Benzilylcholine mustard
- Names: Preferred IUPAC name 2-[(2-Chloroethyl)methylamino]ethyl hydroxydi(phenyl)acetate

Identifiers
- CAS Number: 5746-42-9;
- 3D model (JSmol): Interactive image;
- ChemSpider: 4955866;
- PubChem CID: 6453495;
- UNII: 3KYG5U8PYV;
- CompTox Dashboard (EPA): DTXSID50206070 ;

Properties
- Chemical formula: C_{19}H_{22}ClNO_{3}
- Molar mass: 347.836 g/mol

= Benzilylcholine mustard =

Benzilylcholine mustard (N-2-chloroethyl-N-methyl 2-aminoethyl benzilate) is a modified version of acetylcholine, so named because after cyclization in solution it forms an aziridinium derivative that is structurally similar to benzilylcholine. It is well known for being an irreversible antagonist of the muscarinic acetylcholine receptor. It has been used in pharmacological experiments investigating the relationship between receptor occupancy and response.
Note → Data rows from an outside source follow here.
PR #2799, opened 2018-07-25
Switch Foreman specs to use prerelease

ehelms:

* [x] Nightly
* [ ] 1.19
* [ ] 1.18
* [ ] 1.17

---

### DIFF
--- a/packages/foreman/foreman-installer/foreman-installer.spec
+++ b/packages/foreman/foreman-installer/foreman-installer.spec
@@ -1,17 +1,15 @@
-# set and uncomment all three to set alpha tag
-#global alphatag RC1
-#global dotalphatag .%{alphatag}
-#global dashalphatag -%{alphatag}
+%global release 1
+%global prerelease develop
 
 Name:       foreman-installer
 Epoch:      1
 Version:    1.20.0
-Release:    0.develop%{?dotalphatag}%{?dist}
+Release:    %{?prerelease:0.}%{release}%{?prerelease:.}%{?prerelease}%{?dist}
 Summary:    Puppet-based installer for The Foreman
 Group:      Applications/System
 License:    GPLv3+ and ASL 2.0
 URL:        https://theforeman.org
-Source0:    https://downloads.theforeman.org/%{name}/%{name}-%{version}%{?dashalphatag}.tar.bz2
+Source0:    https://downloads.theforeman.org/%{name}/%{name}-%{version}%{?prerelease:-}%{?prerelease}.tar.bz2
 
 BuildArch:  noarch
 
@@ -33,7 +31,7 @@ BuildRequires: puppet-agent-puppet-strings < 2
 Complete installer for The Foreman life-cycle management system based on Puppet.
 
 %prep
-%setup -q -n %{name}-%{version}%{?dashalphatag}
+%setup -q -n %{name}-%{version}%{?prerelease:-}%{?prerelease}
 
 %build
 #replace shebangs for SCL
@@ -75,6 +73,9 @@ foreman-installer --scenario foreman --migrations-only > /dev/null
 %{_mandir}/man8
 
 %changelog
+* Wed Jul 25 2018 Eric D. Helms <ericdhelms@gmail.com> - 1:1.20.0-0.1.develop
+- Add prerelease macro
+
 * Tue Jul 17 2018 Ewoud Kohl van Wijngaarden <ewoud@kohlvanwijngaarden.nl> - 1:1.20.0-0.develop
 - Bump version to 1.20-develop
 
--- a/packages/foreman/foreman-proxy/foreman-proxy.spec
+++ b/packages/foreman/foreman-proxy/foreman-proxy.spec
@@ -4,20 +4,18 @@
 %global scl_ruby_bin /usr/bin/%{?scl:%{scl_prefix}}ruby
 %global scl_rake /usr/bin/%{?scl:%{scl_prefix}}rake
 
-# set and uncomment all three to set alpha tag
-#global alphatag RC1
-#global dotalphatag .%{alphatag}
-#global dashalphatag -%{alphatag}
+%global release 1
+%global prerelease develop
 
 Name:           foreman-proxy
 Version:        1.20.0
-Release:        0.develop%{?dotalphatag}%{?dist}
+Release:        %{?prerelease:0.}%{release}%{?prerelease:.}%{?prerelease}%{?dist}
 Summary:        Restful Proxy for DNS, DHCP, TFTP, PuppetCA and Puppet
 
 Group:          Applications/System
 License:        GPLv3+
 URL:            https://theforeman.org/projects/smart-proxy
-Source0:        https://downloads.theforeman.org/%{name}/%{name}-%{version}%{?dashalphatag}.tar.bz2
+Source0:        https://downloads.theforeman.org/%{name}/%{name}-%{version}%{?prerelease:-}%{prerelease}.tar.bz2
 Source1:        %{name}.tmpfiles
 Source2:        logrotate.conf
 
@@ -54,7 +52,7 @@ Manages DNS, DHCP, TFTP and puppet settings though HTTP Restful API
 Mainly used by the foreman project (https://theforeman.org)
 
 %prep
-%setup -q -n %{name}-%{version}%{?dashalphatag}
+%setup -q -n %{name}-%{version}%{?prerelease:-}%{?prerelease}
 
 %build
 #build man pages
@@ -191,6 +189,9 @@ fi
 
 
 %changelog
+* Wed Jul 25 2018 Eric D. Helms <ericdhelms@gmail.com> - 1.20.0-0.1.develop
+- Add prerelease macro
+
 * Tue Jul 17 2018 Ewoud Kohl van Wijngaarden <ewoud@kohlvanwijngaarden.nl> - 1.20.0-0.develop
 - Bump version to 1.20-develop
 
--- a/packages/foreman/foreman-selinux/foreman-selinux.spec
+++ b/packages/foreman/foreman-selinux/foreman-selinux.spec
@@ -30,20 +30,18 @@
 
 %define moduletype apps
 
-# set and uncomment all three to set alpha tag
-#global alphatag RC1
-#global dotalphatag .%{alphatag}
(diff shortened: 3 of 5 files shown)


packages/foreman/foreman-installer/foreman-installer.spec
```diff
@@ -1,17 +1,15 @@
-# set and uncomment all three to set alpha tag
-#global alphatag RC1
-#global dotalphatag .%{alphatag}
-#global dashalphatag -%{alphatag}
+%global prerelease .develop
+%global release 2
```
ekohl: We're still on 1 here

packages/foreman/foreman-installer/foreman-installer.spec
```diff
@@ -1,17 +1,15 @@
-# set and uncomment all three to set alpha tag
-#global alphatag RC1
-#global dotalphatag .%{alphatag}
-#global dashalphatag -%{alphatag}
+%global prerelease .develop
```
ekohl: This isn't entirely going to work I think. I think we need to drop the dot here and explicitly include it in Release. Otherwise the download link will end up looking for `1.19.0-.RC1.tar.bz2` That's why we had a `dotalphatag` and a `dashalphatag`.

packages/foreman/foreman-installer/foreman-installer.spec
ehelms: Since I am making a change to the spec, I feel like the release should get bumped to reflect that.

ekohl: Technically the old release was on 0 so 1 is still an increment :)

ehelms:
[test rpm]

ehelms:
[test rpm]

packages/foreman/foreman/foreman.spec
```diff
@@ -1014,8 +1012,8 @@ install -Dpm0644 %{SOURCE6} %{buildroot}%{_sysconfdir}/yum.repos.d/%{name}.repo
 install -Dpm0644 %{SOURCE7} %{buildroot}%{_sysconfdir}/yum.repos.d/%{name}-plugins.repo
 sed "s/\$DIST/$(echo %{?dist} | cut -d. -f2)/g" -i %{buildroot}%{_sysconfdir}/yum.repos.d/%{name}*.repo
 if [[ '%{release}' != *"develop"* ]];then
```
ekohl: Should we change this to just check `[[ %{prerelease} == "develop" ]]`?

ekohl:
Doesn't look like it fully understands the `-develop` in the filename: http://koji.katello.org/kojifiles/work/tasks/5202/115202/build.log

```
+ cd foreman-proxy-develop.develop
/var/tmp/rpm-tmp.ubQcyV: line 35: cd: foreman-proxy-develop.develop: No such file or directory
```

rel-eng/custom/custom.py
```diff
@@ -83,17 +83,10 @@ def filter_archives(path):
             new_line = "Source%s: %s\n" % (i, base_name)
             replacements.append((source_regex, new_line))
 
-        # Replace version in spec:
-        version_regex = re.compile("^(version:\s*)(.+)$", re.IGNORECASE)
-        self.version = self._get_version()
-        print("Building version: %s" % self.version)
-        replacements.append((version_regex, "Version: %s\n" % self.version))
-        self.replace_in_spec(replacements)
```
ehelms: This was trying to modify the version in place but I couldn't figure out why. It broke RPM building by incorrectly setting version. As far as I can tell, our specs are smart enough to not need this.

rel-eng/custom/custom.py
```diff
@@ -83,17 +83,10 @@ def filter_archives(path):
...
-
         rel_date = datetime.utcnow().strftime("%Y%m%d%H%M")
         self.release = rel_date + gitrev
         print("Building release: %s" % self.release)
-        run_command("sed -i '/^Release:/ s/%%/.%s%%/' %s" % (self.release, self.spec_file))
+        run_command("sed -i '/^Release:/ s/%%/0.%s.%%/' %s" % (self.release, self.spec_file))
```
ehelms: I updated this to put a leading `0.` instead of `.` and a trailing `.` so that it separates things from the intended release a bit more clearly. The nightly release string is a bit verbose now.

rel-eng/custom/custom.py
ekohl: I actually think this could be a good thing to have. If `VERSION` is bumped in git but we forget it here then they won't match. We probably need to drop `-develop` though.

packages/foreman/foreman-selinux/foreman-selinux.spec
```diff
@@ -60,7 +58,7 @@ Requires(postun):   /usr/sbin/semodule, /sbin/restorecon
 SELinux policy module for Foreman
 
 %prep
-%setup -q -n %{name}-%{version}%{?dashalphatag}
+%setup -q -n %{name}-%{version}%{?prerelease:.}%{?prerelease}
```
ekohl: The build is failing because this needs to be a dash. Can't the setup macro figure this out itself from source0?

packages/foreman/foreman/foreman.spec
```diff
@@ -932,7 +930,7 @@ Foreman is based on Ruby on Rails, and this package bundles Rails and all
 plugins required for Foreman to work.
 
 %prep
-%setup -q -n %{name}-%{version}%{?dashalphatag}
+%setup -q -n %{name}-%{version}%{?prerelease:.}%{?prerelease}
```
ekohl: Also needs to be a dash

packages/foreman/foreman-installer/foreman-installer.spec
```diff
@@ -1,17 +1,15 @@
-# set and uncomment all three to set alpha tag
-#global alphatag RC1
-#global dotalphatag .%{alphatag}
-#global dashalphatag -%{alphatag}
+%global prerelease develop
+%global release 1
```
ekohl: One thing to consider here: Previously we had `1.20.0-0.develop` followed by then `1.20.0-0.1RC1`. Because `d < 1` it allowed upgrades. Since we're now including releases we could end up with `1.20.0-0.5.develop` which means we'll also have `1.20.0-0.5RC1`. This will work but because release is more important than prerelease in ordering I'd like it to come first in the file (so swap these 2 lines). Otherwise you might be tempted to reset the release to 1 when bumping to RC1. Small and subtle, but I have made this mistake in the past. Now we have automation that should catch it, but it's better to avoid it in the first place.

packages/foreman/foreman-installer/foreman-installer.spec
```diff
@@ -33,7 +31,7 @@ BuildRequires: puppet-agent-puppet-strings < 2
 Complete installer for The Foreman life-cycle management system based on Puppet.
 
 %prep
-%setup -q -n %{name}-%{version}%{?dashalphatag}
+%setup -q -n %{name}-%{version}%{?prerelease:.}%{?prerelease}
```
ekohl: This also needs to be a dash instead of a dot.

packages/foreman/foreman-installer/foreman-installer.spec
ehelms: Sorry, I don't understand what the problem is that we may encounter by this change. When we do a release, we'll have 1.20.0-0.1.RC1 which is what we had before and want as I understand things.

packages/foreman/foreman/foreman.spec
ehelms: Ehh, this feels fine still to me.

packages/foreman/foreman-installer/foreman-installer.spec
ekohl: It was a long way of saying that release is more significant than preprelease in determining the order. That's why I'd like the release macro to be defined before prerelease. Currently it's the other way around. This is no difference on a technical level but may help prevent human errors in the future.

packages/foreman/foreman/foreman.spec
ekohl: Fair enough.

rel-eng/custom/custom.py
ekohl: I wonder if we should change this code to fail if they don't match. Now it will fail during the build but the earlier you fail, the better.

packages/foreman/foreman-proxy/foreman-proxy.spec
```diff
@@ -54,7 +52,10 @@ Manages DNS, DHCP, TFTP and puppet settings though HTTP Restful API
 Mainly used by the foreman project (https://theforeman.org)
 
 %prep
-%setup -q -n %{name}-%{version}%{?dashalphatag}
+echo %{version}
```
ekohl: I'm sure you'll remove this debug code in the final version :)

packages/foreman/foreman-proxy/foreman-proxy.spec
```diff
@@ -4,20 +4,18 @@
...
 Version:        1.20.0
-Release:        0.develop%{?dotalphatag}%{?dist}
+Release:        %{?prerelease:0.}%{release}%{?prerelease:.}%{?prerelease}%{?dist}
 Summary:        Restful Proxy for DNS, DHCP, TFTP, PuppetCA and Puppet
 
 Group:          Applications/System
 License:        GPLv3+
 URL:            https://theforeman.org/projects/smart-proxy
-Source0:        https://downloads.theforeman.org/%{name}/%{name}-%{version}%{?dashalphatag}.tar.bz2
+Source0:        https://downloads.theforeman.org/%{name}/%{name}-%{version}-%{prerelease}.tar.bz2
```
ekohl: This could also use the prerelease macro instead of hardcoding. Probably left over debug code :)

rel-eng/custom/custom.py
ehelms: That feels like weird coupling to me to have this custom source strategy doing a validation check when we have builds that will do it or can put it into our pipelines.

packages/foreman/foreman-installer/foreman-installer.spec
ehelms: Heh, I can do that if you want. A bit ironic that prerelease will come after release ;)

ehelms:
Updated

PR #2802, opened 2018-07-25
Remove python-gofer-qpid traces

jturel:
(cherry picked from commit de74c5660b455b071ea6e444a3b4cb997448f20b)


jturel:
@ehelms here is the pick :)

It was also one of the tools in characterization of the muscarinic acetylcholine receptor.

==Mechanism==
On the muscarinic acetylcholine receptor, benzilylcholine mustard acts as an alkylating agent at two sites, one site being the acetylcholine recognition site itself, and the other a site that stabilises the receptor in its inactive state. Groups that can be alkylated in this way include thiols, alcohols, imines and carboxylic acids.